The observations reported above let us expect that a systematical sampling of the Lower Jurassic deposits representing different facies cropping out along Lake Skadar (Montenegro) should provide additional materials, hopefully with better preservation, and therefore more suitable for taxonomic study and potential to enlarge the faunal list with additional taxa. These expectations are also supported by the observations of Črne & Goričan (2008, Fig. 2) who reported the presence of crinoids not only in the Hettangian-Pliensbachian interval, but also in younger deposits of this area. Most importantly, however, further documentation of the earliest Jurassic cyrtocrinids in these shallow marine facies would be of particular importance as it may challenge the view that cyrtocrinids originated in deep-sea environments and subsequently migrated to shallow Tethysian shelves from the Sinemurian onward (Hess & Thuy, 2017).
The author is greatly indebted to reviewers for their constructive comments and helpful suggestions.
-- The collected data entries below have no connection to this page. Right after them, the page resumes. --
PR #4095, opened 2026-07-21
feat(annotate): run lerobot-annotate on HF Jobs via --job.target

pkooij:
## Summary / Motivation

Annotation only ever reached a GPU through `examples/annotations/run_hf_job.py` — a launcher whose entire pod invocation was one embedded `CMD` string you copied and hand-edited per dataset. Those flags were invisible to `lerobot-annotate --help` and drifted from the real config.

This folds it into the CLI, mirroring `lerobot-train`: take the command you'd run locally, add `--job.target=<flavor>`, and it runs there instead.

```bash
uv run lerobot-annotate \
    --repo_id=imstevenpmwork/super_chatton \
    --new_repo_id=pepijn223/super_chatton_annotated \
    --push_to_hub=true \
    --vlm.model_id=Qwen/Qwen3.6-27B --vlm.num_gpus=1 \
    --vlm.serve_command="vllm serve Qwen/Qwen3.6-27B --tensor-parallel-size 1 --max-model-len 32768 --gpu-memory-utilization 0.8 --uvicorn-log-level warning --port {port}" \
    --vlm.serve_ready_timeout_s=1800 \
    --vlm.chat_template_kwargs='{"enable_thinking": false}' \
    --job.target=h200
```

**Live run on HF Jobs**, against this branch's HEAD — the command above, over all 100 episodes / 73.8k frames of `imstevenpmwork/super_chatton`:

- Job [`6a5f681713e6ef894d549b8b`](https://huggingface.co/jobs/pepijn223/6a5f681713e6ef894d549b8b) → **COMPLETED**, 14.6 min on `h200` (≈ $1.21)
- `phase=plan 100/100 in 161.7s` · `phase=interjections 100/100 in 65.9s` · `phase=vqa 100/100 in 390.2s` · `validator: checked=100 errors=0 warnings=0`
- Result: [**pepijn223/super_chatton_annotated**](https://huggingface.co/datasets/pepijn223/super_chatton_annotated) — verified by reading the pushed parquet rather than trusting the logs: 73,842 rows / 100 episodes, `language_persistent` on every row, `language_events` on 2,779, `say` tool schema intact.
- This also exercises `follow_job` on its stage-based path (annotation passes no success marker), which unit tests can only reach with mocked `inspect_job` / `fetch_job_logs`.

**Unit tests** — `tests/jobs/test_annotate.py` (18): config parsing; pod-command construction (drops `--job.*`/`--root`, no duplicate `--repo_id`, shell-quoting survival for `--vlm.serve_command` and JSON `chat_template_kwargs`); submission (login and `--repo_id` required, config files rejected, `run_job` flavor/image/timeout/secrets/labels, tag resolution); and the non-detach follow path, completion and failure. The two follow-path tests were checked against a mutation that stubs out `follow_job`, so they fail if it regresses rather than passing vacuously.

```bash
uv run pytest tests/jobs tests/annotations tests/scripts/test_train_remote_dispatch.py -q   # 93 passed
```

- [x] Documentation updated
- [ ] CI is green
- [ ] Community Review: I have reviewed another contributor's open PR and linked it here: # (not done)


imstevenpmwork:
@claude Review this PR. The possibility of using HF `jobs` is currently implemented in the `lerobot-train` path, ideally this PR would use a similar code path but for `lerobot-annotate`

nicolas-rabault (approved):
Nice!
The documentation and user experience are very close to the HF job training workflow, which is great. We do duplicate some information, but it keeps the documentation consistent, so I think that's an acceptable trade-off.

Why don't we bake a `vllm/vllm-openai` + `LeRobot` image and use that instead? This would be even closer to the setup used for training with the standard LeRobot image we're currently using.

The main drawback is that this makes bootstrapping the feature more difficult, since the image is only built during a release. We may still need to keep the manual LeRobot installation for testing (that's what I did for the training workflow).

Another option is to keep the current approach for now, plan to bake the image in the next release, and then switch to the standard `vllm/vllm-openai` + `LeRobot` image.

PR #4112, opened 2026-07-22
fix(train): guard checkpoint saving against save_freq=0

ahmet-f-gumustas:
## Summary / Motivation

`lerobot-train` crashes on the first step when `save_freq=0`. Every other step-frequency check in the training loop guards on `> 0` (`log_freq`, `env_eval_freq`, `eval_steps`) and treats a non-positive value as "disabled", but `is_saving_step` didn't:

```python
is_saving_step = step % cfg.save_freq == 0 or step == cfg.steps
```

So `step % cfg.save_freq` raises `ZeroDivisionError` on step 1. `save_freq=0` isn't rejected by `validate()`, so setting it to turn off periodic checkpointing looks valid and then blows up.

## Related issues

None.

## What changed

- Added a small `should_save_checkpoint(step, save_freq, total_steps)` helper in `train_utils.py` and used it in the training loop.
- A non-positive `save_freq` now disables periodic saving (only the final checkpoint is written) instead of crashing, consistent with how `log_freq`/`eval_freq` treat non-positive values.
- Documented the `save_freq <= 0` behavior on the config field.
- No behavior change for `save_freq > 0`.

- Added `test_should_save_checkpoint` in `tests/utils/test_train_utils.py` covering periodic saving, the final-step case, and the `save_freq <= 0` / negative cases (the regression).
- `pytest -q tests/utils/test_train_utils.py` → 19 passed.
- `pre-commit run` on the changed files → all hooks pass (ruff, mypy, bandit, typos).

- [x] Linting/formatting run (`pre-commit`)
- [x] All tests pass locally (`pytest tests/utils/test_train_utils.py`)
- [x] Documentation updated
- [ ] CI is green

## Reviewer notes

- Kept the fix scoped to the saving check; the other three frequency checks already guard on `> 0`. Happy to inline the helper instead if you'd prefer not to add it.


VaishGajaraj (commented):
This looks correct

Srrrrini (commented):
Nice fix, confirmed the repro logic and ran tests/utils/test_train_utils.py locally — all 19 pass.

Not blocking this PR since it's out of scope for this diff, but flagging for awareness: src/lerobot/rl/learner.py:461 has the same unguarded `optimization_step % save_freq == 0` pattern in the RL learner's checkpoint-saving loop. Might be worth a follow-up issue/PR reusing `should_save_checkpoint` there too.

patrickswedish (commented):
Reviewed the checkpoint decision boundary and its call site. The helper preserves periodic saves for positive frequencies, always saves at the final step, and avoids modulo-by-zero when periodic saving is disabled. I independently ran the new regression test (	ests/utils/test_train_utils.py::test_should_save_checkpoint): 1 passed. No blocking issues found.

ahmet-f-gumustas:
@patrickswedish thank you for the review

patrickswedish:
@ahmet-f-gumustas You're very welcome! Happy to help - this is a clean fix with focused regression coverage. I hope it lands soon.

imstevenpmwork (approved):
LGTM, thanks!

ahmet-f-gumustas:
@imstevenpmwork thank you for the merge

PR #4106, opened 2026-07-22
fix(config): catch draccus DecodingError in CLI parsing

ravediamond:
Fixes #4105

Bad CLI input currently dumps a ~15-frame raw traceback through draccus/argparse internals before reaching the one line that actually matters. This wraps the `draccus.parse()` call in `configs/parser.py`'s `wrapper_inner` in a `try/except DecodingError`, prints the message, exits 1.

Before:
```
lerobot-eval --policy.path=lerobot/diffusion_pusht --env.type=pusht --eval.n_episodes=abc
# ~15 frames of draccus/argparse internals
```

After:
```
error: `eval.n_episodes`: Couldn't parse 'abc' into an int
```

PR #4116, opened 2026-07-23
feat(vla_jepa): add multi-horizon world model training

LEOlym257:
## Summary / Motivation

Add an opt-in multi-horizon training objective for the VLA-JEPA world model. The feature predicts future encoded video states at horizons 1 and 2 and can additionally regularize the direct two-step prediction against a recursive one-step prediction.

The default remains disabled, so existing checkpoints and legacy training behavior are unchanged. The opt-in path encodes one raw-frame prefix per encoded temporal position to prevent V-JEPA2's bidirectional attention from leaking future target information. This improves causal correctness at a significant training-time cost: the default 8-frame, tubelet-size-2 setup performs four video-encoder calls instead of one.

## Related issues

- Fixes / Closes: N/A
- Related: N/A

## What changed

- Add validated `prediction_horizons` and `temporal_consistency_weight` configuration fields.
- Compute padding-aware direct losses for encoded horizons 1 and 2.
- Add optional temporal consistency between direct two-step and recursive one-step predictions.
- Preserve the legacy state dict, inference path, and single full-clip encoder call when the feature is disabled.
- Document configuration, metrics, padding semantics, causal prefix encoding, and performance trade-offs.
- Add configuration, masking, causality, gradient, compatibility, logging, and integration tests.

This change is backward compatible because multi-horizon training is disabled by default.

- `uv run pytest -q tests/policies/vla_jepa` — 94 passed, 9 skipped.
- `uv run pytest -q -W error -W "ignore:In CPU autocast:UserWarning" tests/policies/vla_jepa` — 94 passed, 9 skipped. The ignored warning is the existing CPU float32-autocast warning tracked separately from this feature.
- All configured hooks applicable to the five changed files passed with `SKIP=gitleaks`; this includes Ruff, Prettier, typos, pyupgrade, Bandit, and mypy.
- Full test collection succeeds after excluding three unrelated Windows/environment modules: TorchCodec without full-shared FFmpeg, an uninstalled SARM optional dependency, and a Unix-only `signal.SIGHUP` test.
- Additional causal-prefix and masked-loss contract probes were run with a tiny Transformers VJEPA2 configuration.

- [ ] Linting/formatting run (`pre-commit run -a`) — relevant-file hooks pass, but the Gitleaks environment could not install because `proxy.golang.org` was unreachable.
- [ ] All tests pass locally (`pytest`) — focused tests pass; the full Windows collection has the three unrelated environment/platform limitations described above.
- [x] Documentation updated
- [x] CI is green
- [x] Community Review: I reviewed [#4106](https://github.com/huggingface/lerobot/pull/4106#issuecomment-5055740356).

## Reviewer notes

- Please focus on the causal prefix-encoding strategy and the additional video-encoder cost.
- The public metric keys are `wm_loss_h{h}`, `wm_valid_h{h}`, `wm_direct_loss`, and optionally `wm_consistency_loss`.
- Significant OpenAI Codex assistance was used for the implementation, tests, review, and documentation.
- A real-checkpoint performance smoke test was not run locally because the available environment is CPU-only; reviewer and CI validation are requested.

### DIFF
--- a/docs/source/vla_jepa.mdx
+++ b/docs/source/vla_jepa.mdx
@@ -64,26 +64,58 @@ All checkpoints use `Qwen/Qwen3-VL-2B-Instruct` as the language backbone.
 
 Key parameters in `VLAJEPAConfig`:
 
-| Parameter                 | Default | Description                                                                                                                                                                     |
-| ------------------------- | ------- | ------------------------------------------------------------------------------------------------------------------------------------------------------------------------------- |
-| `chunk_size`              | 7       | Number of actions predicted per inference call                                                                                                                                  |
-| `n_action_steps`          | 7       | Steps executed from the predicted chunk before re-planning                                                                                                                      |
-| `num_video_frames`        | 8       | Video clip length fed to the world model                                                                                                                                        |
-| `enable_world_model`      | `True`  | Whether to load and train the V-JEPA2 predictor                                                                                                                                 |
-| `world_model_loss_weight` | 0.1     | Weight of the JEPA prediction loss relative to the action loss                                                                                                                  |
-| `num_inference_timesteps` | 4       | Euler integration steps for action denoising                                                                                                                                    |
-| `freeze_qwen`             | `False` | Freeze the Qwen3-VL backbone and only train the action head                                                                                                                     |
-| `reinit_modules`          | `None`  | Key prefixes allowed to be randomly re-initialised on load (for cross-embodiment transfer, see [Fine-tuning on a different embodiment](#fine-tuning-on-a-different-embodiment)) |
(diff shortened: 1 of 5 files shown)


ravediamond:
Hello @LEOlym257,

Just one question here, did you check with the original authors of vla-jepa about this feature ?
This is interesting.

LEOlym257:
> Hello @LEOlym257,
> 
> Just one question here, did you check with the original authors of vla-jepa about this feature ?
> This is interesting.
Hi @ravediamond, thanks for asking.
I haven’t discussed this specific feature with the original VLA-JEPA authors yet. The idea was mainly inspired by HWM and its hierarchical world-model planning formulation.
So this should be considered an experimental extension rather than something endorsed by the original authors. I’d also be happy to reach out to them and bring their feedback back here.

PR #4119, opened 2026-07-23
fix(config): register a draccus decoder for typing.Literal fields

### LINKED ISSUE #4118: Draccus: `typing.Literal` fields are broken, even with valid values
### Ticket Type

### Environment & System Info

```Shell
- LeRobot version: 0.6.1 (main)
- Platform: macOS-26.4-arm64-arm-64bit
- Python version: 3.12.13
```

### Description

Draccus has no decoder for `typing.Literal`, so any config field typed with it fails to parse, even on a valid value.
Part of the "Draccus pain point mitigation" roadmap item #3832.

`typing.Literal[...]` is just "this field can only be one of these values", pretty standard for CLI but It doesn't work in draccus.
Not "bad error on invalid input", it fails on a *valid* value too.
There's no decoder registered for `Literal` at all in draccus's type registry, so it can't even get to checking whether the value is one of the allowed ones.

Tried to find an existing lerobot field using `Literal` to repro against first, couldn't find one that's actually reachable from the CLI.

Makes sense why nobody's hit this in practice: lerobot doesn't use `Literal` for its "pick one of N" CLI fields, it uses draccus's `ChoiceRegistry` / `@register_subclass` system instead.

Draccus also has a working `decode_enum` for plain `Enum` fields. So the two patterns people actually
reach for both work fine, `Literal` just happens to be the one nobody's used yet, and it's broken.

### Context & Reproduction

This cannot be reproduced directly with the LeRobot cli but can be done with code:

```python
from dataclasses import dataclass
from typing import Literal
import draccus

@dataclass
class Cfg:
    mode: Literal["train", "eval", "record"] = "train"

draccus.parse(Cfg, args=["--mode=eval"])  # "eval" is a valid choice
```

```Shell
draccus.utils.DecodingError: `mode`: Failed when parsing value='eval' into field
"<class '__main__.Cfg'>.mode" of type typing.Literal['train', 'eval', 'record'].
        Underlying error is "Exception: No decoding function for type
typing.Literal['train', 'eval', 'record'], consider using draccus.decode.register"
```

### Checklist

_No response_

ravediamond:
Fixes #4118

Draccus has no decoder for `typing.Literal` by default, so any config field typed with it fails to parse, even on a valid value:

```
draccus.utils.DecodingError: `mode`: Failed when parsing value='eval' into field ... of type typing.Literal['train', 'eval', 'record'].
        Underlying error is "Exception: No decoding function for type typing.Literal[...], consider using draccus.decode.register"
```

This PR will registers a decoder for `typing.Literal` via draccus's `decode.register` API in `configs/parser.py`.

Before:
```
draccus.parse(Cfg, args=['--mode=eval'])  # fails even though 'eval' is valid
```

After:
```
Cfg(mode='eval')
```
Invalid values now get a clear error listing the valid choices instead of an opaque 'no decoding function' exception.


ZouzouWP:
Reviewed as community review for #4121. This looks good to me. Small, focused, and the error message is a real improvement over the raw draccus "No decoding function for type" trace.

Three things I noticed, none blocking:

1. `draccus.decode.register(...)` runs as an import side effect of `lerobot.configs.parser`. That's why the new test needs `import lerobot.configs.parser  # noqa: F401`. It works, but the coupling is implicit — anything that calls `draccus.parse` on a Literal field without having imported the parser module first still gets the old error. Would it be worth registering from a small explicit function invoked at package init instead?

2. `_decode_literal` compares `raw_value` to `get_args(...)` by identity of value, with no coercion. Every Literal in the repo today is a string literal, so this is fine as-is — but a future `Literal[1, 2]` would receive the CLI string `"1"` and be rejected as invalid. Also worth noting `1 in (True,)` is `True` in Python, so bool/int literals would compare loosely. A comment noting the string-only assumption, or coercing against the type of each choice, would future-proof it.

3. What does `include_subclasses=True` mean here? `Literal` is a typing special form rather than a class, so I wasn't sure whether that flag is load-bearing or just defensive. If it's needed for parameterized `Literal[...]` to match the registration, a one-line comment would help the next reader.

The tests cover the accept and reject paths clearly. One case that might be worth adding: a Literal nested in `X | None`, since that's a common shape in config dataclasses and goes through a different draccus code path.

ravediamond:
@ZouzouWP Thank you for your review, all three reported things are real problem in my PR.
I have fixed them, can you reivew them ?

ravediamond:
Hey @imstevenpmwork, same as the other draccus PRs --> workflows are stuck on action_required, could you approve them? 

This one registers a draccus decoder so `typing.Literal` fields actually work in configs.
@ZouzouWP already reviewed and I fixed what they flagged.

imstevenpmwork:
Hello @ravediamond 

Thanks for contributing! I'm closing this one because we recently bumped draccus: https://github.com/huggingface/lerobot/pull/4033 and now `Literal` should be supported: https://github.com/marin-community/draccus/pull/34

Kind regards!

PR #4122, opened 2026-07-23
fix(rtc): action keys ordering and chunking logic

Maximellerbach:
## Fixing some RTC related bugs

during rollouts I came across some weird behavior while using the rtc / async engine.
here are weird behavior / bug I found:

- in some cases the joints wouldn't map correctly between sync vs rtc causing the arm to slam the table instead of going around it
- by looking at the prediction graph, the seam of the predicted chunks were "spiky"
- cold starts were quite agressive

## What changed

- enforced the actions to be re-ordered just like the sync engine does to avoid any disparity (this is the main fix).
- aligned the rtc path to use the same `dataset_features` as the sync path (it was using `hw_features`).
- fixed the padded actions to be "hold" instead of zero padded. (fixed the spiky chunk seam)
- slighly changed how the latency is calculated on warmup

## Related to
- https://github.com/huggingface/lerobot/pull/4223

this branch is composed of cherry picked commits from `experiments/wm-tshirt-folding`. Those changes were tested over there against the fastwam model.

added some unit tests for the padding and action keys ordering.


Maximellerbach:
Closing this in favour of #4452

PR #561, opened 2023-12-04
[physical costing] Grid search best parameters with multiple CCZ factories

StefanoPolla:
This is a continuation of #555. Please let me know if I should rather PR in [`2023-11-grid-search`](https://github.com/quantumlib/Qualtran/tree/2023-11-grid-search) or organize differently.

Here I add:
- `MultiFactory`, an overlay of `MagicStateFactory` that allows to use multiple factories
- Some documentation and additional functionality on `get_ccz2t_costs_from_grid_search`
- A notebook providing a comparison between the grid search results applied to the THC FeMoco costing and the original published results. The plan is to convert this into a test.


mpharrigan:
Thanks for taking this on! Yes, please work on it in this PR and we can close #555

qualtran/surface_code/multi_factory.py
```diff
@@ -0,0 +1,41 @@
...
+from attrs import frozen
+
+
+@frozen
+class MultiFactory(MagicStateFactory):
+    """Overlay of MagicStateFactory representing multiple factories of the same kind.
+
+    Args:
+        base_factory (MagicStateFactory): the base factory to be replicated.
+        n_factories (int): number of factories to construct.
```
mpharrigan, line 27: we typically don't repeat the type in the docstring since we're using type annotations.

qualtran/surface_code/multi_factory.py
```diff
@@ -0,0 +1,41 @@
...
+
+from qualtran.surface_code.algorithm_summary import AlgorithmSummary
+from qualtran.surface_code.magic_state_factory import MagicStateFactory
+
+from attrs import frozen
+
+
+@frozen
+class MultiFactory(MagicStateFactory):
+    """Overlay of MagicStateFactory representing multiple factories of the same kind.
```
mpharrigan, line 23: I'd add a one-sentence paragraph that details that all quantities are just proportional to `base_factory` with a factor of `n_factories`

qualtran/surface_code/multi_factory.py
```diff
@@ -0,0 +1,41 @@
...
+    """
+
+    base_factory: MagicStateFactory
+    n_factories: int
+
+    def footprint(self) -> int:
+        return self.base_factory.footprint() * self.n_factories
+
+    def n_cycles(self, n_magic: AlgorithmSummary) -> int:
+        return self.base_factory.n_cycles(n_magic) // self.n_factories
```
mpharrigan, line 37: hmm, `//` does integer division which is similar to `floor`. I think technically we want `ceil`

qualtran/surface_code/multi_factory.py
```diff
@@ -0,0 +1,41 @@
...
+
+    def distillation_error(self, n_magic: AlgorithmSummary, phys_err: float) -> float:
+        # the distillation error per magic state does not change for different number of factories
```
mpharrigan, line 40: include this note in the class docstring

qualtran/surface_code/thc_compliation.ipynb
```diff
@@ -0,0 +1,189 @@
...
+    {
+     "name": "stdout",
+     "output_type": "stream",
+     "text": [
+      "distillation error: 0.069%\n",
+      "data error: 0.373%\n",
+      "failure probability: 0.442%\n",
+      "wall time: 4.1369453125 days\n",
+      "footprint: 2.81 million qubits\n"
+     ]
```
mpharrigan, line 71: before we merge, make sure you do `All Cells -> Clear Output` from juypter notebook. We don't commit the notebooks to reduce churn in the diffs

mpharrigan (commented):
looking forward to this, thanks again

mpharrigan:
cc @fdmalone 

I'd say do both things:
- you can use those figures to write a unit test in the `_test.py` file
- I suspect we don't want to completely delete the notebook ... but if you can replace all the code in it with a much simpler call to your new functionality that would be great!

mpharrigan (approved):
Nice!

Thanks are due to Dr Wojciech Krawczyński and Dr Krzysztof Szopa (both from the University of Silesia in Katowice, Sosnowiec, Poland) for preparing photographs, and Dr Przemysław Gorzelak for help during field works. The epibiont assignment of Prof. Michał Zatoń (University of Silesia in Katowice, Sosnowiec, Poland) is gratefully acknowledged. Special thanks go to Dr Bruno Ferré (Sotteville-lès-Rouen, France) and Dr Robert Niedźwiedzki (University of Wrocław, Poland) for helpful discussion concerning crinoids in TS. Dr Damjan ČaĐenović (Geological Survey of Montenegro, Podgorica) is acknowledged for providing some geological information and making some valuable comments on the early draft of the manuscript.